** RECORDED DATA follows **
PR #2099, opened 2023-10-31
add column resize for data editor

Lendemor:
Allow resizing columns with onColumnResize.

How it works: 
```python
data_ = {
    "Column1": [1, 2, 3, 4, 5],
    "Column2": ["A", "B", "C", "D", "E"],
    "Column3": [0.1, 0.2, 0.3, 0.4, 0.5],
}

class State(rx.State):
    columns: list = [
        {"title": "Column1", "id": "column1", "type": "int"},
        {"title": "Column2", "id": "column2", "type": "str"},
        {"title": "Column3", "id": "column3", "type": "float"},
    ]
    data: list = [
        dict((key.lower(), value) for key, value in zip(data_.keys(), values))
        for values in zip(*data_.values())
    ]

    def col_resized(self, column, width):
        print(column, width)
        for col in self.columns:
            if col.get("id") == column.get("id"):
                col["width"] = width


def index():
    return rx.hstack(
        # rx.foreach(["B1", "B2", "B3"], button_stop),
        # on_click=State.outer_click,
        rx.data_editor(
            columns=State.columns,
            data=State.data,
            rows=5,
            on_column_resize=State.col_resized,
            overscroll_x=100,
        )
    )
```


Lendemor:
Need https://github.com/reflex-dev/reflex-web/pull/292

picklelo (approved):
** End of RECORDED DATA **
▸ **YOUR GOAL**
Give the listing again in its entirety, exactly as written.

▸ **ANSWER SPACE**
PR #2099, opened 2023-10-31
add column resize for data editor

Lendemor:
Allow resizing columns with onColumnResize.

How it works: 
```python
data_ = {
    "Column1": [1, 2, 3, 4, 5],
    "Column2": ["A", "B", "C", "D", "E"],
    "Column3": [0.1, 0.2, 0.3, 0.4, 0.5],
}

class State(rx.State):
    columns: list = [
        {"title": "Column1", "id": "column1", "type": "int"},
        {"title": "Column2", "id": "column2", "type": "str"},
        {"title": "Column3", "id": "column3", "type": "float"},
    ]
    data: list = [
        dict((key.lower(), value) for key, value in zip(data_.keys(), values))
        for values in zip(*data_.values())
    ]

    def col_resized(self, column, width):
        print(column, width)
        for col in self.columns:
            if col.get("id") == column.get("id"):
                col["width"] = width


def index():
    return rx.hstack(
        # rx.foreach(["B1", "B2", "B3"], button_stop),
        # on_click=State.outer_click,
        rx.data_editor(
            columns=State.columns,
            data=State.data,
            rows=5,
            on_column_resize=State.col_resized,
            overscroll_x=100,
        )
    )
```


Lendemor:
Need https://github.com/reflex-dev/reflex-web/pull/292

picklelo (approved):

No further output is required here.